[Items from a dataset]
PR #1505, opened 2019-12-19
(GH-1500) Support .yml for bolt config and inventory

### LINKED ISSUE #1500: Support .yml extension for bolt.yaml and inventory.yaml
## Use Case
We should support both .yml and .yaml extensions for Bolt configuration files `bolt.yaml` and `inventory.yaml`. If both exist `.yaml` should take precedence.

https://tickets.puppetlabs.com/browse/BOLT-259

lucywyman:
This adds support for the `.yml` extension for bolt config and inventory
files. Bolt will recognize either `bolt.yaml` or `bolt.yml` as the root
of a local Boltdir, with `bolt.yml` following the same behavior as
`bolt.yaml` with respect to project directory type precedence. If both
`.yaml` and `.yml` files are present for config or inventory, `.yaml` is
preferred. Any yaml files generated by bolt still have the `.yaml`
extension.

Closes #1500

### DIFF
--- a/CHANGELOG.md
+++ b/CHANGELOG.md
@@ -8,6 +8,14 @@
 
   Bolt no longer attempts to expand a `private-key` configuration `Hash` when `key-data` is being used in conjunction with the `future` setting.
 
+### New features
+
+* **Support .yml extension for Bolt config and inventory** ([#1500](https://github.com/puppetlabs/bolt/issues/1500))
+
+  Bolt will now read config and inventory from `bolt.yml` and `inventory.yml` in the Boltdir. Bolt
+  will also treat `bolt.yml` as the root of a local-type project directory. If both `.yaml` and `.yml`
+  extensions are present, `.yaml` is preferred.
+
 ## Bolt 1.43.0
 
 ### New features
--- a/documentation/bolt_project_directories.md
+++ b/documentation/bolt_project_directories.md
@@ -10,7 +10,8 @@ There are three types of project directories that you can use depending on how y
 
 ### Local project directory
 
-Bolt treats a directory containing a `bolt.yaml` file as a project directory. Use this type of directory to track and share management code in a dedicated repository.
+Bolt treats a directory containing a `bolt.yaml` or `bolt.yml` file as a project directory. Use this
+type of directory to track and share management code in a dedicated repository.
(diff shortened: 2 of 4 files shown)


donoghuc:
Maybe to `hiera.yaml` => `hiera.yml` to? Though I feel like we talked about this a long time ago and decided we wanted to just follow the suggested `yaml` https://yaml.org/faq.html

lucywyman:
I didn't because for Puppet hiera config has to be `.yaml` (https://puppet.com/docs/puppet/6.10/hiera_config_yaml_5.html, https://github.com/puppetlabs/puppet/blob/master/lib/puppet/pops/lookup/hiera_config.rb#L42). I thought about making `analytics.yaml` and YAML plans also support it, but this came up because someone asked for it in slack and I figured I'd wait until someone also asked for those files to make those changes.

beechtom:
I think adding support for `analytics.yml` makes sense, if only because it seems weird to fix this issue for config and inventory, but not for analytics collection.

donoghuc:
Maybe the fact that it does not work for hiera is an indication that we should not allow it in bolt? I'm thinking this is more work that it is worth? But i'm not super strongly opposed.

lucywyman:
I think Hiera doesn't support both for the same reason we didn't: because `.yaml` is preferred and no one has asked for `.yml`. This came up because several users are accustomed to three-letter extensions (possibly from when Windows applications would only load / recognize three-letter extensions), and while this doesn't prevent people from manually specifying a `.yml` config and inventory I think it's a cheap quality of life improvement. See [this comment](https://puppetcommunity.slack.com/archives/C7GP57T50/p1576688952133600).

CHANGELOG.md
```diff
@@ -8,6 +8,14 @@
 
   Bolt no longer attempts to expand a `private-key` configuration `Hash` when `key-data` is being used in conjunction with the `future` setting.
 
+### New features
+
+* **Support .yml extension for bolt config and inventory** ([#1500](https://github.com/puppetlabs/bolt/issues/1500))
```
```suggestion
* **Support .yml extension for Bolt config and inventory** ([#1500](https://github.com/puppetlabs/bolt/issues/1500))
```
==
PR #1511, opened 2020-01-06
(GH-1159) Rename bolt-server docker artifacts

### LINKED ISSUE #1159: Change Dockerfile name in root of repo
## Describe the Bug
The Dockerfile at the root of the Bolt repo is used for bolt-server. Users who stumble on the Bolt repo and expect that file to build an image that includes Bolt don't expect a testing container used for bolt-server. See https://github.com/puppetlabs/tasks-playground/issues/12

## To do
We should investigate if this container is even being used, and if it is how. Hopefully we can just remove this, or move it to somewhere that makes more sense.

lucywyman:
---
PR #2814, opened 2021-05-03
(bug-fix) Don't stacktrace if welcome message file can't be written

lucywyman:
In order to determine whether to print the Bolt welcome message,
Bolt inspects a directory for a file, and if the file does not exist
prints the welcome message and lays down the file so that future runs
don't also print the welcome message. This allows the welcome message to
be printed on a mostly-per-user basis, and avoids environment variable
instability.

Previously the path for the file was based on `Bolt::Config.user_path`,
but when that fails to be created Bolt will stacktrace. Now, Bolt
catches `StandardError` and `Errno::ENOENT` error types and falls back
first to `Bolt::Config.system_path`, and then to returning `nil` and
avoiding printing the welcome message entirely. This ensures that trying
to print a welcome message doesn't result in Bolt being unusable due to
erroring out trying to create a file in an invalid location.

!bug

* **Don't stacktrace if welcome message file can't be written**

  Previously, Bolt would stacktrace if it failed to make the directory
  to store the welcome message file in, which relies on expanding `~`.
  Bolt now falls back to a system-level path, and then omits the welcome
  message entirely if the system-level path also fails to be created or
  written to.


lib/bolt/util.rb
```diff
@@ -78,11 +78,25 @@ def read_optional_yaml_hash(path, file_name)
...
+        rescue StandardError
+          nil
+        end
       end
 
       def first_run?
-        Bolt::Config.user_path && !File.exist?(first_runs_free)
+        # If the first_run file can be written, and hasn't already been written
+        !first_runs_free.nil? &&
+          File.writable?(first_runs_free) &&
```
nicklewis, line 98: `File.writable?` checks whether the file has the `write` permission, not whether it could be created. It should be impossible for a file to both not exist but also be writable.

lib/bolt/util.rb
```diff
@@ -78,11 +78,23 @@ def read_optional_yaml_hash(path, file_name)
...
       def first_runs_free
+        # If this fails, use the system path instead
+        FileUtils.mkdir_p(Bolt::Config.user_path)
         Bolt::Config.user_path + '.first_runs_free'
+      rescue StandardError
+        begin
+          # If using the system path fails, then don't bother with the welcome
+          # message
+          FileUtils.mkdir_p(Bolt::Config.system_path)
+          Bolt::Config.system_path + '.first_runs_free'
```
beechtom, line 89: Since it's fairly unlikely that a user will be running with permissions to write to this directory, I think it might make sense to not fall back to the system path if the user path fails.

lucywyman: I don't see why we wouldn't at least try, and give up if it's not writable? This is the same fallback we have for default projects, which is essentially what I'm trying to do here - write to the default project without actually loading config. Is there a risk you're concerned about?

> _Work order_: List every line in the records above that contains the word "sense".

> _Exercise answer_:
I think adding support for `analytics.yml` makes sense, if only because it seems weird to fix this issue for config and inventory, but not for analytics collection.
We should investigate if this container is even being used, and if it is how. Hopefully we can just remove this, or move it to somewhere that makes more sense.
beechtom, line 89: Since it's fairly unlikely that a user will be running with permissions to write to this directory, I think it might make sense to not fall back to the system path if the user path fails.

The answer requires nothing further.